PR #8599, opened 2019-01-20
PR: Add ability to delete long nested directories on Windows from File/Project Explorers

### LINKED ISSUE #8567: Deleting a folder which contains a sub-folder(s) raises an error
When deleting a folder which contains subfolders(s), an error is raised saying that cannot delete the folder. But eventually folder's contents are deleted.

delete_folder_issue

------------

▶ **Problem**
Going line by line, repeat the whole listing exactly.

▶ **Written response**
PR #8599, opened 2019-01-20
PR: Add ability to delete long nested directories on Windows from File/Project Explorers

### LINKED ISSUE #8567: Deleting a folder which contains a sub-folder(s) raises an error
When deleting a folder which contains subfolders(s), an error is raised saying that cannot delete the folder. But eventually folder's contents are deleted.

delete_folder_issue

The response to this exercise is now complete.